> _Recorded information_:
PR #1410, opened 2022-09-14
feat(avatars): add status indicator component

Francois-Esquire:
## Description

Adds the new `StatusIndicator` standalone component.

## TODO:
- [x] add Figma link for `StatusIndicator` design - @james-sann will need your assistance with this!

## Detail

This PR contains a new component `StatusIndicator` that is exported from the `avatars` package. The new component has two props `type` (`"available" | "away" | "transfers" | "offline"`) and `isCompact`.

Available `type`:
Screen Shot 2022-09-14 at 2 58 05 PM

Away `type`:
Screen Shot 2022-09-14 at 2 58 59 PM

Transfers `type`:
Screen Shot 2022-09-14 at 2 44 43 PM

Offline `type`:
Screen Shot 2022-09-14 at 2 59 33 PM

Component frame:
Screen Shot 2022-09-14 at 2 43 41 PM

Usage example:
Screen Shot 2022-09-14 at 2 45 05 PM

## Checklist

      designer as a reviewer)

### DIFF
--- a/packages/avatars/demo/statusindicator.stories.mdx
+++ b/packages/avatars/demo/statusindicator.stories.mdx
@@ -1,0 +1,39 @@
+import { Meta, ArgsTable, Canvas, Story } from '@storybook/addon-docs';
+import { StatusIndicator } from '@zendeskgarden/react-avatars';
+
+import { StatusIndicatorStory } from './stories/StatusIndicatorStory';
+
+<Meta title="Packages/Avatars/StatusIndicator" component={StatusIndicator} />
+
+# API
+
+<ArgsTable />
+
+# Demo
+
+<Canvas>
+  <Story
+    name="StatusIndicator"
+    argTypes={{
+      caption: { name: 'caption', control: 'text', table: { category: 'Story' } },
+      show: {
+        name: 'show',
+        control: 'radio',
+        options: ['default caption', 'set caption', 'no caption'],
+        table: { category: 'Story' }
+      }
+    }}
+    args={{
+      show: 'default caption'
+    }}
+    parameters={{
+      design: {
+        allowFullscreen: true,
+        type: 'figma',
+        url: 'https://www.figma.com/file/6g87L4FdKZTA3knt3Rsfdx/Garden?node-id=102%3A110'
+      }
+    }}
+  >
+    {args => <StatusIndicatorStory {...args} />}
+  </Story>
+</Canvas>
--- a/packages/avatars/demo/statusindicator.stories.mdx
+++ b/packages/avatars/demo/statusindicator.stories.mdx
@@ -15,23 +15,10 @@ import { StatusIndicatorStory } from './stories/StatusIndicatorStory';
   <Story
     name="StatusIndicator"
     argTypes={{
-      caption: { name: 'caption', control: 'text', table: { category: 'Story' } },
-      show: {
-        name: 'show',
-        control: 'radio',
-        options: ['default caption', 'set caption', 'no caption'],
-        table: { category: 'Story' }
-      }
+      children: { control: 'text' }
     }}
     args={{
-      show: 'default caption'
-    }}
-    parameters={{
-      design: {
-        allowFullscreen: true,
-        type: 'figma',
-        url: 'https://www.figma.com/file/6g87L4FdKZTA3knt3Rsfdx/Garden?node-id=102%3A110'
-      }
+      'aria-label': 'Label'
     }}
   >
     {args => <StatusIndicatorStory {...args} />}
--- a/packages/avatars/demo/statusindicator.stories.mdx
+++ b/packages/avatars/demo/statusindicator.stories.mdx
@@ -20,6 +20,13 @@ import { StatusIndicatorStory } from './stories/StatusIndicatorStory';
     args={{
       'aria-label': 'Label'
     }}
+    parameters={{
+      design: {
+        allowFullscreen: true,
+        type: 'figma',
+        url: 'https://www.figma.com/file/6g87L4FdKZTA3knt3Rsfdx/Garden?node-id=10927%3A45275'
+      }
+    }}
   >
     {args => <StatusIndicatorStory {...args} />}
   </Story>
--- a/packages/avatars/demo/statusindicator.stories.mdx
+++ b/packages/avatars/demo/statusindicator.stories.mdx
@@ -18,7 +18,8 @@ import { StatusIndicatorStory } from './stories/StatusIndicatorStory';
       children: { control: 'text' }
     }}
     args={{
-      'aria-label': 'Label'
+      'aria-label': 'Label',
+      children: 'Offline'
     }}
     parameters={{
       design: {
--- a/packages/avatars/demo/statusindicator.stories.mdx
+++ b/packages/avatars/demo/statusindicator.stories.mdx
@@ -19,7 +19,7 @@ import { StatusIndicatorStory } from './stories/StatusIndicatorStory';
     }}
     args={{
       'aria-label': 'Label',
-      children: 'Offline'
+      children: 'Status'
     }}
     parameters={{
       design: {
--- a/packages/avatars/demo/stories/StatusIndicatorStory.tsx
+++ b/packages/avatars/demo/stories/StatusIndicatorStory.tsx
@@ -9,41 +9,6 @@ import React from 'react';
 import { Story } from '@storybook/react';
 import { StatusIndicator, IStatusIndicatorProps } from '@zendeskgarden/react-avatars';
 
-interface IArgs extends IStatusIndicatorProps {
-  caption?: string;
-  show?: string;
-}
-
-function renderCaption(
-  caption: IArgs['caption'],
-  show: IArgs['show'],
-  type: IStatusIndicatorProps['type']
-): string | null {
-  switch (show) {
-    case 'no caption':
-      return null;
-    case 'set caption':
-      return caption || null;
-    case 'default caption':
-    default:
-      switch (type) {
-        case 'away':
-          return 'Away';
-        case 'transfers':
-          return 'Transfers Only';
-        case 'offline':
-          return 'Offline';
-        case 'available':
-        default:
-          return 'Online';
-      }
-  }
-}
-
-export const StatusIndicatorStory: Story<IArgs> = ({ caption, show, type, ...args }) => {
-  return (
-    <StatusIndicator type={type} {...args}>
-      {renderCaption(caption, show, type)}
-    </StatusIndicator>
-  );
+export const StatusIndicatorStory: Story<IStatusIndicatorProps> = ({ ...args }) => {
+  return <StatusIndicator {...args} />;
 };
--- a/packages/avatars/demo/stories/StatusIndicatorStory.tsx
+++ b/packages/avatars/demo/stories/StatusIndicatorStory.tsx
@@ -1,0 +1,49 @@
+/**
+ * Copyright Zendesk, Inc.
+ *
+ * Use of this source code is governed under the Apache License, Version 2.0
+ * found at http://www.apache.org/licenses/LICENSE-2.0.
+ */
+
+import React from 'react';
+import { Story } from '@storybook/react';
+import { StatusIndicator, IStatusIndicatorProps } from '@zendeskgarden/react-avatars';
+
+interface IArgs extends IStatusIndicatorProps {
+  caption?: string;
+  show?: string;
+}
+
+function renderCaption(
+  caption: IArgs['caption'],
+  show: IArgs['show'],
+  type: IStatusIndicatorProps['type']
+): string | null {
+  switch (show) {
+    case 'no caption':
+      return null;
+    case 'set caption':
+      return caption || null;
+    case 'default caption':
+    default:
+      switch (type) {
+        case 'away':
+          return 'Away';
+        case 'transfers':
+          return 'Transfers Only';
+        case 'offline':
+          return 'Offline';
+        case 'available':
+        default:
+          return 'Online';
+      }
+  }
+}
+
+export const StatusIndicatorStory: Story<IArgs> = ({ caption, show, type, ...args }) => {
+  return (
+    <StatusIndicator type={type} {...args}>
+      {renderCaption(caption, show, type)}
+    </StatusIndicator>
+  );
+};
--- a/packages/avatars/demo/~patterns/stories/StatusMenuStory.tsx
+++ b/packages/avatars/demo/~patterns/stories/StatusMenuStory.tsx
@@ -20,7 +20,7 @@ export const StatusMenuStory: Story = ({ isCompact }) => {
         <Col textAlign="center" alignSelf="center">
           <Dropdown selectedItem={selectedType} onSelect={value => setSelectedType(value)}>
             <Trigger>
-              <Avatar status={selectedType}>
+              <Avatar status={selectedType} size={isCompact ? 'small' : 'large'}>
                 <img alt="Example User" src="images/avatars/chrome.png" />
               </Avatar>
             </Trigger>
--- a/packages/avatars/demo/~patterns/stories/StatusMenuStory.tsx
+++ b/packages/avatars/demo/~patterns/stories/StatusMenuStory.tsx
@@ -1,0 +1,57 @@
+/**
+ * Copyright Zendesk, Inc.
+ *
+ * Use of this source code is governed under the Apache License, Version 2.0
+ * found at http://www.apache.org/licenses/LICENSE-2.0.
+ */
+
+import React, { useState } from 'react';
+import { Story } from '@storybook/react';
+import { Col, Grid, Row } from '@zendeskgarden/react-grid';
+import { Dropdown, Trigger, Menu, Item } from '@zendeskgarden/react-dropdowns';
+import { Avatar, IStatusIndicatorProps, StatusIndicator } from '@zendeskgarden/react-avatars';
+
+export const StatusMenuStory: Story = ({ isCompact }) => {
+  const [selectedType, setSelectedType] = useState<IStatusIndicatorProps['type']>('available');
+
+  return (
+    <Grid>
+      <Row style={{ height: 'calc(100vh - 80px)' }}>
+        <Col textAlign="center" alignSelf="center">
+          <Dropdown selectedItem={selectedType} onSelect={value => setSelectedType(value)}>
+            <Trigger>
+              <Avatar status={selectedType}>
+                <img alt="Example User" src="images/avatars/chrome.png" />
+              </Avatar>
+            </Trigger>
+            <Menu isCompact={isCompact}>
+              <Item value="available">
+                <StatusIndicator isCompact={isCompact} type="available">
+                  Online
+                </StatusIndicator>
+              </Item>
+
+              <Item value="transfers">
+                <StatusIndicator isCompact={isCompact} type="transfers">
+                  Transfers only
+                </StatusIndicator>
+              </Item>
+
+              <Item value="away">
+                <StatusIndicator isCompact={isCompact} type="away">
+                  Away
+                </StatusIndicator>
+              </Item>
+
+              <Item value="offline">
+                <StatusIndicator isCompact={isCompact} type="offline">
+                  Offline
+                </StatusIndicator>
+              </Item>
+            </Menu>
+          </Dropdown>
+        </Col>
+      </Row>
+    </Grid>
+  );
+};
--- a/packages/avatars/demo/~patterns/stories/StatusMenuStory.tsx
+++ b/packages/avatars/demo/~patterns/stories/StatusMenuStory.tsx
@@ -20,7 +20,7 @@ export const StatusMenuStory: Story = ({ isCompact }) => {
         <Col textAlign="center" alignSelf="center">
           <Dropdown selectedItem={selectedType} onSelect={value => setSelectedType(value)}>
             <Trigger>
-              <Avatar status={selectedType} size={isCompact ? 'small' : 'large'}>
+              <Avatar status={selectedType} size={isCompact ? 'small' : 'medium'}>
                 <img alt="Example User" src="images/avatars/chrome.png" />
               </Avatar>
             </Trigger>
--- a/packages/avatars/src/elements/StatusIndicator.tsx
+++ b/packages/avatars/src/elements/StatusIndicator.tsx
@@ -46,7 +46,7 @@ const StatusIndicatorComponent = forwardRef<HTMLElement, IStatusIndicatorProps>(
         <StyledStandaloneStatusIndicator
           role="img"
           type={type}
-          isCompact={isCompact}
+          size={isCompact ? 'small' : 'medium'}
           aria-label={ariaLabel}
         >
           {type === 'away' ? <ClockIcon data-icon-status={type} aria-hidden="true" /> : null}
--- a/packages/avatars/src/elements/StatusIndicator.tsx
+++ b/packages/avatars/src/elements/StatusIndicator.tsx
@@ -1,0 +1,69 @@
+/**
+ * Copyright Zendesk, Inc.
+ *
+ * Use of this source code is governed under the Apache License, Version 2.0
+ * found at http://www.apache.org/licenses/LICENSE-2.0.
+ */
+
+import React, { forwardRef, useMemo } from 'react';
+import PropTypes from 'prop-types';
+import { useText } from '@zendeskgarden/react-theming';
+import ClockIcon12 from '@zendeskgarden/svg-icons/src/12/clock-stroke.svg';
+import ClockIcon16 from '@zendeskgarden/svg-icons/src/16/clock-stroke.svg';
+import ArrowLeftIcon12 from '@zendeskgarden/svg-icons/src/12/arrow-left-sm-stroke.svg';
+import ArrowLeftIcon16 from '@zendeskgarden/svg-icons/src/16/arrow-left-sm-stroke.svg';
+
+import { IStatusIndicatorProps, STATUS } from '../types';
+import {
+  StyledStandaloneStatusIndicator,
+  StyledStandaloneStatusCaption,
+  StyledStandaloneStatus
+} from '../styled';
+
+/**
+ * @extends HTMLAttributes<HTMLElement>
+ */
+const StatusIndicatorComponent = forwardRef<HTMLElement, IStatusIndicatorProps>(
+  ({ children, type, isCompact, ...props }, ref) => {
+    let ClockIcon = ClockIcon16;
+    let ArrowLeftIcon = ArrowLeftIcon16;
--
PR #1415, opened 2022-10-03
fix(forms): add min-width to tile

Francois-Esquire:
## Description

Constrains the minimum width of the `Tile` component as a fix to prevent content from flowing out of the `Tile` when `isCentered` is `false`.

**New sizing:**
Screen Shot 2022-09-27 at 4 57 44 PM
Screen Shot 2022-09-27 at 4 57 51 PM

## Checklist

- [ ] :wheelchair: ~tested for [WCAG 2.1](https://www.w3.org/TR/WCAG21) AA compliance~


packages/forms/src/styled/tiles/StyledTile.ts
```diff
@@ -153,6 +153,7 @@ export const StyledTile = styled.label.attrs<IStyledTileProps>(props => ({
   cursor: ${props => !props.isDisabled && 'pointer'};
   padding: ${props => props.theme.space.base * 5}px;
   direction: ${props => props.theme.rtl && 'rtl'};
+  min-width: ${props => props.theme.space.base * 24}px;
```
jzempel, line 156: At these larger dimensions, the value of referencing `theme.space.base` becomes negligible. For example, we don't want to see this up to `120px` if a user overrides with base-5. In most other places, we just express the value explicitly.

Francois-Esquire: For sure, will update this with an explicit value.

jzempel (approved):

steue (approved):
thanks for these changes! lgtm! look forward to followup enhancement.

> _Task directions_:
Filter the records above and return every line that holds the word "StatusIndicatorComponent".

> _Response_:
@@ -46,7 +46,7 @@ const StatusIndicatorComponent = forwardRef<HTMLElement, IStatusIndicatorProps>(
+const StatusIndicatorComponent = forwardRef<HTMLElement, IStatusIndicatorProps>(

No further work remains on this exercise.